I met with S again. I told her I wanted to have H served. He wanted me to make up my mind? He was going to have to wait. And if he wasn’t going to be kind or supportive in the meantime, to heck with him.
I told S about looking at couple profiles, and about how I hadn’t felt any divine inspiration. At group I heard birth moms talk about the warm fuzzy feelings they had, and how they just knew when they saw their couple’s profile that they’d chosen right, and all sorts of other maudlin and sometimes nauseating clichés and hearts-and-flowers stories. I told S that I hadn’t felt that with any of the couples I’d seen. They seemed nice enough, sure. But there had been no heavenly choirs, no pillars of light.

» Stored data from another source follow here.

Issue #4013, opened 2022-02-11
Certain sexps do not cooperate with -argument operators


Goober5000:
A few sexp operators cache their values in the arguments of the sexp itself.  This causes problems when that operator is later re-evaluated for a different argument.  This is the actual root cause of the bug that led to #4010.

This happens in the following operators:

`and-in-sequence`
`is-cargo-known-delay`
`cap-subsys-cargo-known-delay`
`has-been-tagged-delay`

The `has-been-tagged-delay` operator is the best example because it is the least complicated, and also because it is almost identical to its retail version.  The implementation saves `SEXP_KNOWN_TRUE` in the parameter (not operator) nodes of the sexp so that it can retrieve that value if the sexp is evaluated again later.  These are not cleared by `when-argument` because the clearing happens on operator nodes.

I think the fix is as straightforward as removing the caching for the latter three operators, but I wanted to get additional eyes on the issue.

She said that was normal, and that despite what I might have heard at group, she didn’t know any birth mom who’d had instant warm fuzzies. They all started off picking a few couples they liked, narrowing down the list, and meeting with them. I felt better after that. But I still didn’t feel 100% that adoption was the right decision.
My appetite was spotty, and my temper was all over the place. My brain was a thick swamp of hormones and hunger-crabbiness, and it was hard to think clearly about the right decision for my baby. I went back and forth on adoption like a tennis ball at Wimbledon. I was getting fatter, which depressed me because I lost weight after my dad died and I’d gotten down to a respectable size 12 when I got pregnant. I told myself that at the very least, if I went with adoption, the grief of losing my baby might equal my grief at losing my father, and I’d grieve myself back down to a smaller size.

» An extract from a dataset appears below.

PR #4277, opened 2022-05-16
add hu.getTargetDistance()

Goober5000:
Add a scripting function to return the distance as seen on the HUD.

### DIFF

That seemed like a bad way to decide on my baby’s future – a future I’d begun to wonder about more and more. What sort of person would my little Strawberry be? What would she (I always knew it was a she) do with those tiny fingers she was growing? Play an instrument? Throw a baseball? Write novels? My pregnancy hadn’t seemed completely real to me in the past. My therapist said I was detached. I didn’t feel it. Where once I had hoped to miscarry, with each day that passed I became more and more alarmed at the possibility of a miscarriage. The thought of losing my precious little fetus was unbearable. I took care of myself better than I ever had before.

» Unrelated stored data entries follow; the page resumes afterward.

PR #4280, opened 2022-05-16
add improvements to aid in multi troubleshooting

notimaginative:
- report when multi.cfg is missing
 - add game version, multi version, cmdline, and PXO status
   to multi.log
 - use non-interactive mode by default on standalone and
   enable it as soon as possible

### DIFF
--- a/code/network/multi_log.cpp
+++ b/code/network/multi_log.cpp
@@ -15,6 +15,10 @@
 #include "parse/generic_log.h"
 #include "cfile/cfile.h"
 #include "parse/parselo.h"
+#include "globalincs/version.h"
+#include "network/multi_options.h"
+#include "network/multi_fstracker.h"
+#include "network/multi.h"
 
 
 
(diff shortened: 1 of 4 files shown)


code/network/multi_log.cpp
```diff
@@ -77,11 +81,36 @@ void multi_log_write_update()
 	ml_printf("Server has been active for %d hours, %d minutes, and %d seconds", hours, mins, seconds);
 }
 
+// write out some info helpful for debugging
+static void multi_log_write_info()
+{
+	extern bool Multi_cfg_missing;
+
+	if (Multi_cfg_missing) {
+		ml_string("**  multi.cfg is missing!  **");
```
JohnAFernandez, line 90: Oh, so `ml_string` does a `\n` by default?

notimaginative: Yep, the base generic logging function puts an EOL on every line by default. So both `ml_printf()` and `ml_string()` get `\n` automatically.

I got a “Merry Christmas” text from H. I wasn’t sure what to think about that. My head knew, but my heart was confused. The part of me that still loved him wasn’t ready to completely shut him out. That part of me still wanted him around; wanted him to step up and be supportive and mature. I texted him back. He didn’t reply. I wept.
S texted me on New Year’s Eve telling me she’d given H’s information to the process server people. I watched a “Twilight Zone” marathon and brooded. I’d wasted so much of the past year! I wanted to take it all back, never have met H, spent more time with my father. I missed my dad so much! It seemed impossible for me to get through everything without him here. The past four months felt like years. How was I supposed to get through the next year without my daddy?
And how would my precious baby get by without a wonderful daddy like I’d had? The thought pained me. A little girl needs her daddy. But I was also pained at the thought of carrying this baby and then handing her to strangers. I didn’t know what I was going to do. I only hoped that the next few months would provide me with a few answers.